I'm looking for a more elegant way of blending together two SQL resultsets with a given ratio. Within each of them I want them to be worked through in the same order they come in, but I want to interleave the processing to achieve a desired blend.
I realised this can be made into a very generic method working with two enums and yielding items to process, so I've written this method which I'm simultaneously quite proud of (nice generic solution) and quite ashamed of.

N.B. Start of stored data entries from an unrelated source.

PR #312, opened 2025-02-08
feat(node-sdk): allow passing `meta` to `getFeature(s)`

pavkam:
This PR adds the ability to pass the `meta` to `getFeature(s)` and the bound client.

### DIFF
--- a/packages/node-sdk/package.json
+++ b/packages/node-sdk/package.json
@@ -1,6 +1,6 @@
 {
   "name": "@bucketco/node-sdk",
-  "version": "1.5.1",
+  "version": "1.5.3",
   "license": "MIT",
   "repository": {
     "type": "git",
--- a/packages/node-sdk/package.json
+++ b/packages/node-sdk/package.json
@@ -1,6 +1,6 @@
 {
   "name": "@bucketco/node-sdk",
-  "version": "1.5.3",
+  "version": "1.5.2",
   "license": "MIT",
   "repository": {
     "type": "git",
--- a/packages/node-sdk/src/client.ts
+++ b/packages/node-sdk/src/client.ts
@@ -124,6 +124,7 @@ export class BucketClient {
    * See README for configuration options.
    *
    * @param options - The options for the client or an existing client to clone.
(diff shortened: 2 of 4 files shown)


packages/node-sdk/src/client.ts
```diff
@@ -114,6 +124,16 @@ export class BucketClient {
...
    * @param options - The options for the client or an existing client to clone.
+   * @param options.apiBaseUrl - The base URL to send requests to (optional).
+   * @param options.logger - The logger to use for logging (optional).
+   * @param options.httpClient - The HTTP client to use for sending requests (optional).
+   * @param options.logLevel - The log level to use for logging (optional).
+   * @param options.offline - Whether to run in offline mode (optional).
+   * @param options.fallbackFeatures - The fallback features to use if the feature is not found (optional).
+   * @param options.batchOptions - The options for the batch buffer (optional).
+   * @param options.featureOverrides - The feature overrides to use for the client (optional).
+   * @param options.configFile - The path to the config file (optional).
```
roncohen, line 135: `secretKey` missing in the comments?

packages/node-sdk/src/client.ts
```diff
@@ -987,6 +1053,14 @@ export class BoundBucketClient {
   private readonly _client: BucketClient;
   private readonly _options: ContextWithTracking;
 
+  /**
+   * Creates a new BoundBucketClient.
```
roncohen, line 1057: this is basically an "internal" constructor. You should be using the `client.bindClient()` method and not this one directly. Can we make it `@internal`?

roncohen (approved):
few nits, but otherwise LGTM!

packages/node-sdk/package.json
```diff
@@ -1,6 +1,6 @@
 {
   "name": "@bucketco/node-sdk",
-  "version": "1.5.1",
+  "version": "1.5.3",
```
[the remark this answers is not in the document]
pavkam: Haha, there's another PR with 1.5.2 so I went to 1.5.3 directly. That being said, we really have to figure out a better way to separate "work" from "releases".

def combine_enums_with_ratio(enum_a, enum_b, desired_ratio)
a_count = 1
b_count = 1
a_finished = false
b_finished = false
loop do
ratio_so_far = a_count / b_count.to_f
if !a_finished && (b_finished || ratio_so_far <= desired_ratio)
begin
yield enum_a.next
a_count += 1
rescue StopIteration
a_finished = true
end
end
if !b_finished && (a_finished || ratio_so_far > desired_ratio)
begin
yield enum_b.next
b_count += 1
rescue StopIteration
b_finished = true
end
end
break if a_finished && b_finished
end
end
Ashamed because it's clearly written in a very imperative style. Not looking very rubyish. Maybe there's a way of using one of ruby's nice declarative looping methods, except they don't seem to work holding open two enums like this. So then I believe I'm left having to rescue an exception as part of control flow like this, which feels very dirty. I'm missing java's hasNext()
method.
Is there a better way?
I did find a similar question about comparing enums: Ruby - Compare two Enumerators elegantly . Some compact answers, but not particularly solving it, and my problem involving unequal lengths and unequal yielding seems trickier.